For Porter, wearing a gown on the red carpet was meant to be a conversation starter and a radical call for empathy for queer people of color and anyone else who strays from the norm — the day after the Oscars, he told The Associated Press, “We have to teach people how to treat us, we have to teach people how to love us, we have to teach people how to respect us, and the only way we do that is to respect ourselves.”
Barry argues that while Porter took a significant risk in wearing a gender nonconformity outfit on the red carpet, he still has privilege in dressing this way since he is an actor with financial resources that can help protect him from harm. Yet this is not to say his choices could influence his career, both positively or negatively.

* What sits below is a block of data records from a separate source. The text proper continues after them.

PR #1350, opened 2024-01-08
[PLUGIN-1692] Remove duplicate path when writing nested JSON array

psainics:
JIRA: [PLUGIN-1692](https://cdap.atlassian.net/browse/PLUGIN-1692)

Hotfix for bq sink json support , data was not formatted when writing nested json array.

This was caused due to path having duplicate entry, which is removed in this fix.

[PLUGIN-1692]: https://cdap.atlassian.net/browse/PLUGIN-1692?atlOrigin=eyJpIjoiNWRkNTljNzYxNjVmNDY3MDlhMDU5Y2ZhYzA5YTRkZjUiLCJwIjoiZ2l0aHViLWNvbS1KU1cifQ

PR #1354, opened 2024-01-10
[Cherrypick][HotFix] Remove duplicate path when writing nested JSON array

psainics:
[Cherrypick] Remove duplicate path when writing nested JSON array

Commit : ca5b35907d4c9f8cac80042ff24292657000b54d
PR : #1350 

---

Hotfix for bq sink json support , data was not formatted when writing nested json array.

This was caused due to path having duplicate entry, which is removed in this fix.

### DIFF
--- a/pom.xml
+++ b/pom.xml
@@ -20,7 +20,7 @@
 
   <groupId>io.cdap.plugin</groupId>
   <artifactId>google-cloud</artifactId>
-  <version>0.23.0</version>
+  <version>0.23.1-SNAPSHOT</version>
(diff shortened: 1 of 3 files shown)


itsankit-google (commented):
The OSS release is going on, release branches are freezed at the moment.

Please bump the version to snapshot.

Please check with @samdgupi before we can merge this PR.

We might need to do a hub release now since the CDAP release has already started.

psainics:
Version bumped to `0.23.1-SNAPSHOT`

itsankit-google (approved):

PR #1359, opened 2024-01-24
[PLUGIN-1738] Fix bucket creation issue for GCS Copy/Move Plugins

dj-smart:
[JIRA](https://cdap.atlassian.net/browse/PLUGIN-1738)

### Introduction:
- The method `createBucketIfNotExists` aims to create a bucket at destination path if it doesn't exist while performing copy/move operation across GCS buckets.
- There is a bug in the current implementation due to which bucket is not created and an exception is thrown.

### Fix:
- Refactored the code to attempt Bucket creation and if error code `409` is encountered  (indicating that bucket already exists) then it is ignored and all other exceptions are thrown.

### Testing:
- Tested the changes using pipeline using `GCS Copy` plugin in CDAP sandbox.

### DIFF
--- a/src/main/java/io/cdap/plugin/gcp/gcs/StorageClient.java
+++ b/src/main/java/io/cdap/plugin/gcp/gcs/StorageClient.java
@@ -120,11 +120,14 @@ public class StorageClient {
       LOG.info("Bucket {} has been created successfully", path.getBucket());
     } catch (StorageException e) {
       // Don't throw error if bucket already exists
-      // https://cloud.google.com/storage/docs/xml-api/reference-status#409%E2%80%94conflict
-      if (e.getCode() != 409) {
+      // https://cloud.google.com/storage/docs/json_api/v1/status-codes#409_Conflict
+      if (e.getCode() == 409) {
+        LOG.warn("Getting 409 Conflict: {} Bucket at destination path {} may already exist.",
+                 e.getMessage(), path.getUri());
+      } else {
         throw new RuntimeException(
-        String.format("Unable to create bucket %s. ", path.getBucket())
-          + "Ensure you entered the correct bucket path and have permissions for it.", e);
+          String.format("Unable to create bucket %s. Ensure you entered the correct bucket path and " +
+                          "have permissions for it.", path.getBucket()), e);
       }
     }
   }
--- a/src/main/java/io/cdap/plugin/gcp/gcs/StorageClient.java
+++ b/src/main/java/io/cdap/plugin/gcp/gcs/StorageClient.java
@@ -115,16 +115,17 @@ public class StorageClient {
    * @param cmekKeyName  the name of the cmek key
    */
   public void createBucketIfNotExists(GCSPath path, @Nullable String location, @Nullable CryptoKeyName cmekKeyName) {
-    Bucket bucket = null;
     try {
-      bucket = storage.get(path.getBucket());
-    } catch (StorageException e) {
-      throw new RuntimeException(
-        String.format("Unable to access bucket %s. ", path.getBucket())
-          + "Ensure you entered the correct bucket path and have permissions for it.", e);
-    }
-    if (bucket == null) {
       GCPUtils.createBucket(storage, path.getBucket(), location, cmekKeyName);
+      LOG.info("Bucket {} has been created successfully", path.getBucket());
+    } catch (StorageException e) {
+      // Don't throw error if bucket already exists
+      // https://cloud.google.com/storage/docs/xml-api/reference-status#409%E2%80%94conflict
+      if (e.getCode() != 409) {
+        throw new RuntimeException(
+        String.format("Unable to create bucket %s. ", path.getBucket())
+          + "Ensure you entered the correct bucket path and have permissions for it.", e);
+      }
     }
   }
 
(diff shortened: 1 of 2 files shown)


src/main/java/io/cdap/plugin/gcp/gcs/StorageClient.java
```diff
@@ -115,16 +115,17 @@ public void mapMetaDataForAllBlobs(String path, Consumer<Map<String, String>> fu
...
     try {
-      bucket = storage.get(path.getBucket());
+      GCPUtils.createBucket(storage, path.getBucket(), location, cmekKeyName);
+      LOG.info("Bucket {} has been created successfully", path.getBucket());
     } catch (StorageException e) {
-      throw new RuntimeException(
-        String.format("Unable to access bucket %s. ", path.getBucket())
+      // Don't throw error if bucket already exists
+      // https://cloud.google.com/storage/docs/xml-api/reference-status#409%E2%80%94conflict
+      if (e.getCode() != 409) {
```
sahusanket: Create a Error List/ set of https://cloud.google.com/storage/docs/xml-api/reference-status#409%E2%80%94conflict 

where throw error only on (409 AND (e get ErrorName present in Error List )

src/main/java/io/cdap/plugin/gcp/gcs/StorageClient.java
```diff
@@ -115,16 +115,17 @@ public void mapMetaDataForAllBlobs(String path, Consumer<Map<String, String>> fu
    * @param cmekKeyName  the name of the cmek key
    */
   public void createBucketIfNotExists(GCSPath path, @Nullable String location, @Nullable CryptoKeyName cmekKeyName) {
```
sahusanket, line 117: Please add a Unit test

sahusanket (changes requested):

src/main/java/io/cdap/plugin/gcp/gcs/StorageClient.java
dj-smart: Done

src/main/java/io/cdap/plugin/gcp/gcs/StorageClient.java
dj-smart: Discussed offline. Resolving.

src/main/java/io/cdap/plugin/gcp/gcs/StorageClient.java
```diff
@@ -114,17 +114,22 @@ public void mapMetaDataForAllBlobs(String path, Consumer<Map<String, String>> fu
    * @param location the location of bucket
    * @param cmekKeyName  the name of the cmek key
    */
+  @VisibleForTesting
```
itsankit-google: The method is already public we don't need this annotation.

This annotation is meant to be added when visibility of a particular method is adjusted because of unit tests.

src/main/java/io/cdap/plugin/gcp/gcs/StorageClient.java
```diff
@@ -114,17 +114,22 @@ public void mapMetaDataForAllBlobs(String path, Consumer<Map<String, String>> fu
...
+    } catch (StorageException e) {
+      // Don't throw error if bucket already exists
+      // https://cloud.google.com/storage/docs/json_api/v1/status-codes#409_Conflict
+      if (e.getCode() == 409) {
+        LOG.warn("Getting 409 Conflict: {} Bucket at destination path {} may already exist.",
+                 e.getMessage(), path.getUri());
+      } else {
+        throw new RuntimeException(
+          String.format("Unable to create bucket %s. ", path.getBucket())
+            + "Ensure you entered the correct bucket path and have permissions for it.", e);
```
itsankit-google:
```
String.format("Unable to create bucket %s. Ensure you entered the correct bucket path and have permissions for it.", path.getBucket())
```

itsankit-google (commented):
minor comments, otherwise LGTM.

src/main/java/io/cdap/plugin/gcp/gcs/StorageClient.java
dj-smart: Acknowledged

src/main/java/io/cdap/plugin/gcp/gcs/StorageClient.java
dj-smart: Done

sahusanket (approved):

src/main/java/io/cdap/plugin/gcp/gcs/StorageClient.java
```diff
@@ -114,17 +114,22 @@ public void mapMetaDataForAllBlobs(String path, Consumer<Map<String, String>> fu
    * @param location the location of bucket
    * @param cmekKeyName  the name of the cmek key
    */
+
```
itsankit-google: nit: remove empty line.

itsankit-google (approved):

src/main/java/io/cdap/plugin/gcp/gcs/StorageClient.java
dj-smart: Done

PR #1361, opened 2024-01-25
[PLUGIN-1739] Added TIME_PARTITIONING_TYPES_UI_MAP to correctly map ui field values

psainics:
##  Added TIME_PARTITIONING_TYPES_UI_MAP to correctly map ui field values

Jira : [Plugin-1739](https://cdap.atlassian.net/browse/PLUGIN-1739)

## Description
As id and labels were different, user faced issue when using the label as macro.
This PR adds a map to MAP UI values to Backend values.

- Earlier user could only use `Day` `Hour` `Month` `Year` 
- The new UI MAP lets user use `Day` `Hour` `Month` `Year` with `Daily` `Hourly` `Monthly` `Yearly`

### DIFF
--- a/src/main/java/io/cdap/plugin/gcp/bigquery/sink/BigQuerySinkConfig.java
+++ b/src/main/java/io/cdap/plugin/gcp/bigquery/sink/BigQuerySinkConfig.java
@@ -24,6 +24,7 @@ import com.google.cloud.bigquery.TimePartitioning;
 import com.google.cloud.kms.v1.CryptoKeyName;
 import com.google.common.annotations.VisibleForTesting;
 import com.google.common.base.Strings;
+import com.google.common.collect.ImmutableMap;
 import com.google.common.collect.ImmutableSet;
 import io.cdap.cdap.api.annotation.Description;
 import io.cdap.cdap.api.annotation.Macro;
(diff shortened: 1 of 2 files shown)


itsankit-google (commented):
Wondering if it is okay to also keep `DAY`, `MONTH`, `HOUR` and `YEAR` also in the map as keys so that existing pipelines don't break.

@albertshau wdyt?

src/main/java/io/cdap/plugin/gcp/bigquery/sink/BigQuerySinkConfig.java
```diff
@@ -282,8 +287,14 @@ public PartitionType getPartitioningType() {
...
 
   public TimePartitioning.Type getTimePartitioningType() {
-    return Strings.isNullOrEmpty(timePartitioningType) ? TimePartitioning.Type.DAY :
-            TimePartitioning.Type.valueOf(timePartitioningType.toUpperCase());
+    // Default to DAY if timePartitioningType is not set
+    if (Strings.isNullOrEmpty(timePartitioningType)) {
+      return TimePartitioning.Type.DAY;
+    }
+    String timePartitioningTypeUpperCase = timePartitioningType.toUpperCase();
+    timePartitioningTypeUpperCase  = TIME_PARTITIONING_TYPES_UI_MAP.getOrDefault(timePartitioningTypeUpperCase,
```
albertshau: nit: extra space

albertshau:
It looks like it is handled already, since the original value is used if it's not in the map. I agree that it's not the most straightforward thing to read though. In this case I think it's more clear if we just have a switch statement rather than a map.

src/main/java/io/cdap/plugin/gcp/bigquery/sink/BigQuerySinkConfig.java
psainics: 👍

itsankit-google (changes requested):
As Albert suggested, can we please use a switch-case instead of map?

psainics:
> As Albert suggested, can we please use a switch-case instead of map?

I have removed the map for a switch, also included a unit test !

itsankit-google (approved):

PR #1406, opened 2024-04-23
[PLUGIN-1780]changes done for GCS multisink issue.

vikasrathee-cs:
[PLUGIN-1780] changes done for GCS multisink issue.

GCS MultiSink plugin is failing while having Flexible schema set as true.

 io.cdap.plugin.gcp.gcs.sink.DelegatingGCSRecordWriter.close() method has a problem. It commits the job in a single partition close to the executor and not in the driver. This has the logical problem of commiting partially and too early, but also when a lot of partitions are committed at once (as it happens with datacacher), 

[PLUGIN-1780]: https://cdap.atlassian.net/browse/PLUGIN-1780?atlOrigin=eyJpIjoiNWRkNTljNzYxNjVmNDY3MDlhMDU5Y2ZhYzA5YTRkZjUiLCJwIjoiZ2l0aHViLWNvbS1KU1cifQ

### DIFF
--- a/src/main/java/io/cdap/plugin/gcp/gcs/sink/DelegatingGCSOutputCommitter.java
+++ b/src/main/java/io/cdap/plugin/gcp/gcs/sink/DelegatingGCSOutputCommitter.java
@@ -29,8 +29,8 @@ import org.apache.hadoop.mapreduce.TaskAttemptContext;
 import org.apache.hadoop.mapreduce.lib.output.FileOutputCommitter;
 import org.apache.hadoop.mapreduce.lib.output.FileOutputFormat;
 
-import java.io.BufferedReader;
 import java.io.DataOutputStream;
+import java.io.EOFException;
 import java.io.IOException;
 import java.util.HashSet;
 import java.util.Set;
@@ -44,12 +44,11 @@ import javax.annotation.Nullable;
 public class DelegatingGCSOutputCommitter extends OutputCommitter {
 
   private TaskAttemptContext taskAttemptContext;
-  private boolean firstSplit = true;
+  private boolean firstTable = true;
   private static final String PARTITIONS_FILE_SUFFIX = "_partitions.txt";
 
-
-  public DelegatingGCSOutputCommitter(TaskAttemptContext taskContext) {
-    this.taskAttemptContext = taskContext;
+  public DelegatingGCSOutputCommitter(TaskAttemptContext taskAttemptContext) {
+    this.taskAttemptContext = taskAttemptContext;
   }
 
   /**
@@ -59,19 +58,19 @@ public class DelegatingGCSOutputCommitter extends OutputCommitter {
    */
   @SuppressWarnings("rawtypes")
   public void addGCSOutputCommitterFromOutputFormat(OutputFormat outputFormat,
-                                                    TaskAttemptContext context,
                                                     String tableName) throws IOException, InterruptedException {
     //Set output directory
-    context.getConfiguration().set(FileOutputFormat.OUTDIR,
-                                   DelegatingGCSOutputUtils.buildOutputPath(context.getConfiguration(), tableName));
+    taskAttemptContext.getConfiguration().set(FileOutputFormat.OUTDIR,
+                                              DelegatingGCSOutputUtils.buildOutputPath(
+                                                taskAttemptContext.getConfiguration(), tableName));
 
     //Wrap output committer into the GCS Output Committer.
-    GCSOutputCommitter gcsOutputCommitter = new GCSOutputCommitter(outputFormat.getOutputCommitter(context));
+    GCSOutputCommitter gcsOutputCommitter = new GCSOutputCommitter(outputFormat.getOutputCommitter(taskAttemptContext));
 
-    gcsOutputCommitter.setupJob(context);
-    gcsOutputCommitter.setupTask(context);
-    writePartitionFile(context.getConfiguration().get(FileOutputFormat.OUTDIR), context);
-    firstSplit = false;
+    gcsOutputCommitter.setupJob(taskAttemptContext);
+    gcsOutputCommitter.setupTask(taskAttemptContext);
+    writePartitionFile(taskAttemptContext.getConfiguration().get(FileOutputFormat.OUTDIR), taskAttemptContext);
+    firstTable = false;
   }
 
   @Override
@@ -79,7 +78,6 @@ public class DelegatingGCSOutputCommitter extends OutputCommitter {
     Path outputPath = new Path(jobContext.getConfiguration().get(DelegatingGCSOutputFormat.OUTPUT_PATH_BASE_DIR));
     FileSystem fs = outputPath.getFileSystem(jobContext.getConfiguration());
     Path tempPath = new Path(outputPath, getPendingDirPath(jobContext.getJobID()));
-    // creating the _temporary folder in base path
     fs.mkdirs(tempPath);
   }
 
@@ -142,21 +140,20 @@ public class DelegatingGCSOutputCommitter extends OutputCommitter {
   @Override
   public void abortJob(JobContext jobContext, JobStatus.State state) throws IOException {
     IOException ioe = null;
-
-    for (String output : getOutputPaths(jobContext)) {
-      try {
+    try {
+      for (String output : getOutputPaths(jobContext)) {
         taskAttemptContext.getConfiguration().set(FileOutputFormat.OUTDIR, output);
         FileOutputCommitter committer = new FileOutputCommitter(new Path(output), taskAttemptContext);
         committer.abortJob(jobContext, state);
-      } catch (IOException e) {
-        if (ioe == null) {
-          ioe = e;
-        } else {
-          ioe.addSuppressed(e);
-        }
-      } finally {
-        cleanupJob(jobContext);
       }
+    } catch (IOException e) {
+      if (ioe == null) {
+        ioe = e;
+      } else {
+        ioe.addSuppressed(e);
+      }
+    } finally {
+      cleanupJob(jobContext);
     }
     if (ioe != null) {
       throw ioe;
@@ -203,11 +200,13 @@ public class DelegatingGCSOutputCommitter extends OutputCommitter {
 
     for (FileStatus status : fs.listStatus(tempPath)) {
       if (status.getPath().getName().endsWith(PARTITIONS_FILE_SUFFIX)) {
-        try (FSDataInputStream dis = fs.open(status.getPath());
-             BufferedReader br = new BufferedReader(new java.io.InputStreamReader(dis))) {
-          String line;
-          while ((line = br.readLine()) != null) {
-            outputPaths.add(line);
+        try (FSDataInputStream dis = fs.open(status.getPath())) {
+          while (true) {
+            try {
+              outputPaths.add(dis.readUTF());
+            } catch (EOFException e) {
+              break;
+            }
           }
         }
       }
@@ -231,13 +230,12 @@ public class DelegatingGCSOutputCommitter extends OutputCommitter {
     Path taskPartitionFile = new Path(tempPath, String.format("%s%s", taskId, PARTITIONS_FILE_SUFFIX));
     if (!fs.exists(taskPartitionFile)) {
       fs.createNewFile(taskPartitionFile);
-    } else if (firstSplit) {
+    } else if (firstTable) {
       fs.create(taskPartitionFile, true);
     }
     try (DataOutputStream out = fs.append(taskPartitionFile)) {
-      out.writeBytes(path + "\n");
+      out.writeUTF(path);
     }
-    taskAttemptContext = context;
   }
 
   // This will create a directory with name _temporary_{jobId} to write the partition files
--- a/src/main/java/io/cdap/plugin/gcp/gcs/sink/DelegatingGCSOutputCommitter.java
+++ b/src/main/java/io/cdap/plugin/gcp/gcs/sink/DelegatingGCSOutputCommitter.java
@@ -16,32 +16,48 @@
 
 package io.cdap.plugin.gcp.gcs.sink;
 
+import org.apache.hadoop.fs.FSDataInputStream;
+import org.apache.hadoop.fs.FileStatus;
+import org.apache.hadoop.fs.FileSystem;
+import org.apache.hadoop.fs.Path;
 import org.apache.hadoop.mapreduce.JobContext;
 import org.apache.hadoop.mapreduce.JobStatus;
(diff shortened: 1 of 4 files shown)


src/main/java/io/cdap/plugin/gcp/gcs/sink/DelegatingGCSOutputCommitter.java
```diff
@@ -73,39 +92,45 @@ public void setupTask(TaskAttemptContext taskAttemptContext) throws IOException
...
-
-    return needsTaskCommit;
+    return true;
   }
 
   @Override
   public void commitTask(TaskAttemptContext taskAttemptContext) throws IOException {
-    for (OutputCommitter committer : committerMap.values()) {
+    for (String output : getOutputPaths(taskAttemptContext)) {
+      taskAttemptContext.getConfiguration().set(FileOutputFormat.OUTDIR, output);
```
tivv: Do you need to do this? Where is it used? You already pass the path to committer, it seems that it should be enough. If you need to do this, please  ensure you reset it after you are done

src/main/java/io/cdap/plugin/gcp/gcs/sink/DelegatingGCSOutputCommitter.java
```diff
@@ -136,9 +163,74 @@ public void abortJob(JobContext jobContext, JobStatus.State state) throws IOExce
...
+   * @throws IOException
+   */
+  private Set<String> getOutputPathsFromTempPartitionFile(Path baseOutputPath, FileSystem fs) throws IOException {
+    Path tempPath = new Path(baseOutputPath, FileOutputCommitter.PENDING_DIR_NAME);
+    Set<String> outputPaths = new HashSet<>();
+
+    for (FileStatus status : fs.listStatus(tempPath)) {
+      if (status.getPath().getName().endsWith(PARTITIONS_FILE_SUFFIX)) {
+        try (FSDataInputStream dis = fs.open(status.getPath());
+             DataInputStream in = new DataInputStream(new BufferedInputStream(dis));
```
tivv: Why do you need a DataInputStream? I believe you can directly do `new BufferedReader(dis)`

tivv: Also consider using org.apache.commons.io.IOUtils#readLines(java.io.InputStream, java.lang.String)

src/main/java/io/cdap/plugin/gcp/gcs/sink/DelegatingGCSOutputCommitter.java
```diff
@@ -136,9 +163,74 @@ public void abortJob(JobContext jobContext, JobStatus.State state) throws IOExce
...
+   * @param context
+   * @throws IOException
+   */
+  private void writePartitionFile(String path, TaskAttemptContext context) throws IOException {
+    Path outputPath = new Path(context.getConfiguration().get(DelegatingGCSOutputFormat.OUTPUT_PATH_BASE_DIR));
+    Path tempPath = new Path(outputPath, FileOutputCommitter.PENDING_DIR_NAME);
+    FileSystem fs = tempPath.getFileSystem(context.getConfiguration());
+    String taskId = context.getTaskAttemptID().getTaskID().toString();
+    Path taskPartitionFile = new Path(tempPath, String.format("%s%s", taskId, PARTITIONS_FILE_SUFFIX));
+    if (!fs.exists(taskPartitionFile)) {
```
tivv, line 231: So what would happen on multiple attempts? Would those be concatenated?

src/main/java/io/cdap/plugin/gcp/gcs/sink/DelegatingGCSRecordWriter.java
```diff
@@ -80,11 +80,10 @@ public void close(TaskAttemptContext context) throws IOException, InterruptedExc
       delegate.close(context);
     }
 
-    // Call the Commit Task and Commit Job implementations of this plugin to copy files into their final directory.
+    // Call the Commit Task implementation of this plugin to copy files into their final directory.
     // We need to do this at this stage because the OutputCommitter needs to be aware of the different partitions
     // that have been stored so far.
     delegatingGCSOutputCommitter.commitTask(context);
```
tivv: I think this should also go away

src/main/java/io/cdap/plugin/gcp/gcs/sink/DelegatingGCSOutputFormat.java
```diff
@@ -75,6 +75,7 @@ public void checkOutputSpecs(JobContext context) throws IOException, Interrupted
 
   @Override
   public OutputCommitter getOutputCommitter(TaskAttemptContext context) throws IOException, InterruptedException {
+    outputCommitter.setTaskContext(context);
```
tivv: You should just have this as a final field in the committer and create a new committer, passing context into constructor.

tivv (commented):
As discussed, please adopt https://github.com/apache/hadoop/blob/trunk/hadoop-mapreduce-project/hadoop-mapreduce-client/hadoop-mapreduce-client-core/src/test/java/org/apache/hadoop/mapred/TestFileOutputCommitter.java to test the committer

src/main/java/io/cdap/plugin/gcp/gcs/sink/DelegatingGCSOutputCommitter.java
vikasrathee-cs: This needs to be done otherwise we are getting only _SUCCESS file in the final output directory after commitJob.
As this can be called from close method also, So I was thinking of leaving it as it is with committerMap.

src/main/java/io/cdap/plugin/gcp/gcs/sink/DelegatingGCSOutputCommitter.java
vikasrathee-cs: taskID will be different each time, and we can clean up the partitions.txt files in case of abort task for that specific taskId

src/main/java/io/cdap/plugin/gcp/gcs/sink/DelegatingGCSRecordWriter.java
vikasrathee-cs: It can go away, but reading from file and then creating outputCommitter have a lot of overheads, so will use the same committerMap to commit task and call it from here.

src/main/java/io/cdap/plugin/gcp/gcs/sink/DelegatingGCSOutputCommitter.java
tivv: Why? My understanding is that TaskAttempId would be different, but TaskId would be same

src/main/java/io/cdap/plugin/gcp/gcs/sink/DelegatingGCSOutputCommitter.java
tivv: Can you elaborate? I don't see OUTDIR used in the FileOutputCommiter, are there any?

itsankit-google:
Please create a JIRA and provide context in the PR description and JIRA...

src/main/java/io/cdap/plugin/gcp/gcs/sink/DelegatingGCSOutputCommitter.java
vikasrathee-cs: Removed. It was not getting used.

src/main/java/io/cdap/plugin/gcp/gcs/sink/DelegatingGCSOutputCommitter.java
vikasrathee-cs: Separate library needs to add for IOUtils, removed the dataInputStream for now

src/main/java/io/cdap/plugin/gcp/gcs/sink/DelegatingGCSOutputCommitter.java
vikasrathee-cs: Added condition for this. It will overwrite in case file already there.

src/main/java/io/cdap/plugin/gcp/gcs/sink/DelegatingGCSOutputFormat.java
vikasrathee-cs: At the time of creating object for committer, task attempt context is not available, we have to set it up later only.

src/main/java/io/cdap/plugin/gcp/gcs/sink/DelegatingGCSOutputFormat.java
```diff
@@ -39,10 +39,10 @@ public class DelegatingGCSOutputFormat extends OutputFormat<NullWritable, Struct
   public static final String DELEGATE_CLASS = "delegating_output_format.delegate";
   public static final String OUTPUT_PATH_BASE_DIR = "delegating_output_format.output.path.base";
   public static final String OUTPUT_PATH_SUFFIX = "delegating_output_format.output.path.suffix";
-  private final DelegatingGCSOutputCommitter outputCommitter;
+  // private  DelegatingGCSOutputCommitter outputCommitter;
```
tivv: Please remove the commented code

src/main/java/io/cdap/plugin/gcp/gcs/sink/DelegatingGCSOutputFormat.java
```diff
@@ -65,7 +65,8 @@ public RecordWriter<NullWritable, StructuredRecord> getRecordWriter(TaskAttemptC
     Configuration hConf = context.getConfiguration();
     String partitionField = hConf.get(PARTITION_FIELD);
 
-    return new DelegatingGCSRecordWriter(context, partitionField, outputCommitter);
+    return new DelegatingGCSRecordWriter(context, partitionField,
+                                         (DelegatingGCSOutputCommitter) getOutputCommitter(context));
```
tivv: Just change the return type in line 78, no need to cast

src/main/java/io/cdap/plugin/gcp/gcs/sink/DelegatingGCSOutputFormat.java
```diff
@@ -74,7 +75,8 @@ public void checkOutputSpecs(JobContext context) throws IOException, Interrupted
   }
 
   @Override
-  public OutputCommitter getOutputCommitter(TaskAttemptContext context) throws IOException, InterruptedException {
+  public OutputCommitter getOutputCommitter(TaskAttemptContext context) {
+    DelegatingGCSOutputCommitter outputCommitter = new DelegatingGCSOutputCommitter(context);
```
tivv: Return right away. No need to create a variable

src/main/java/io/cdap/plugin/gcp/gcs/sink/DelegatingGCSOutputCommitter.java
```diff
@@ -16,32 +16,45 @@
...
+
+
+  public DelegatingGCSOutputCommitter(TaskAttemptContext taskContext) {
+    this.taskAttemptContext = taskContext;
   }
 
   /**
    * Add a new GCSOutputCommitter based on a supplied Output Format and Table Name.
-   *
+   * <p>
```
tivv, line 56: No need to pass context anymore into this method. You already have it as a field

src/main/java/io/cdap/plugin/gcp/gcs/sink/DelegatingGCSOutputCommitter.java
```diff
@@ -16,32 +16,45 @@
...
+ * <p>
  * Delegated instances are created based on a supplied Output Format and Destination Table Names.
  */
 public class DelegatingGCSOutputCommitter extends OutputCommitter {
-  private final Map<String, OutputCommitter> committerMap;
 
-  public DelegatingGCSOutputCommitter() {
-    committerMap = new HashMap<>();
+  private TaskAttemptContext taskAttemptContext;
+  private boolean firstSplit = true;
```
tivv: Can you name it firstTable? Split has a very specific meaning in Spark and we are doing tables or partition files

tivv: Also I'd consider to move file removal logic to the constructor. This way you don't need this mutable flag at all

src/main/java/io/cdap/plugin/gcp/gcs/sink/DelegatingGCSOutputCommitter.java
```diff
@@ -125,20 +143,107 @@ public void abortTask(TaskAttemptContext taskAttemptContext) throws IOException
...
+    FileSystem fs = tempPath.getFileSystem(context.getConfiguration());
+    String taskId = context.getTaskAttemptID().getTaskID().toString();
+    Path taskPartitionFile = new Path(tempPath, String.format("%s%s", taskId, PARTITIONS_FILE_SUFFIX));
+    if (!fs.exists(taskPartitionFile)) {
+      fs.createNewFile(taskPartitionFile);
+    } else if (firstSplit) {
+      fs.create(taskPartitionFile, true);
+    }
+    try (DataOutputStream out = fs.append(taskPartitionFile)) {
+      out.writeBytes(path + "\n");
```
tivv: This won't work for any non-latin1 file names / pathes. Use writeChars / writeUTF and same on reading. This would also save you from tons of input stream wrappers on reading

tivv (commented):
Please also add tests as discussed

src/main/java/io/cdap/plugin/gcp/gcs/sink/DelegatingGCSRecordWriter.java
vikasrathee-cs: removed and getting path from partitions.txt in commit task

src/main/java/io/cdap/plugin/gcp/gcs/sink/DelegatingGCSOutputCommitter.java
vikasrathee-cs: This constructor gets called by mapper job and then reducer job, creating two folders in output path, so using firstTable instead.

vikasrathee-cs:
> Please also add tests as discussed

Working on it, facing issues while using local file system to test it out, some of the methods are not supported in local file system but we are using with gs file system.

vikasrathee-cs:
created a new PR to remove merge commit.
https://github.com/data-integrations/google-cloud/pull/1414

As wearing outfits that challenge gender norms on the red carpet serves to question notions of femininity and masculinity, these style choices are ultimately helping the public reimagine what is deemed acceptable and what is not. In fact, Kress says, “it all points to how culture as a whole is shifting away from these archaic societal constructs, and embracing more inclusive outlooks on gender identity.” With the awards shows themselves still so divided by gender, it’s time to rethink the ways we police fashion and gender on the red carpet and beyond.
While using fashion to spread a sociopolitical agenda is nothing new, as we consider what the future holds as trans and nonbinary people claim more space, society will be forced to question gender as a larger concept, not just pertaining to masculinity and femininity.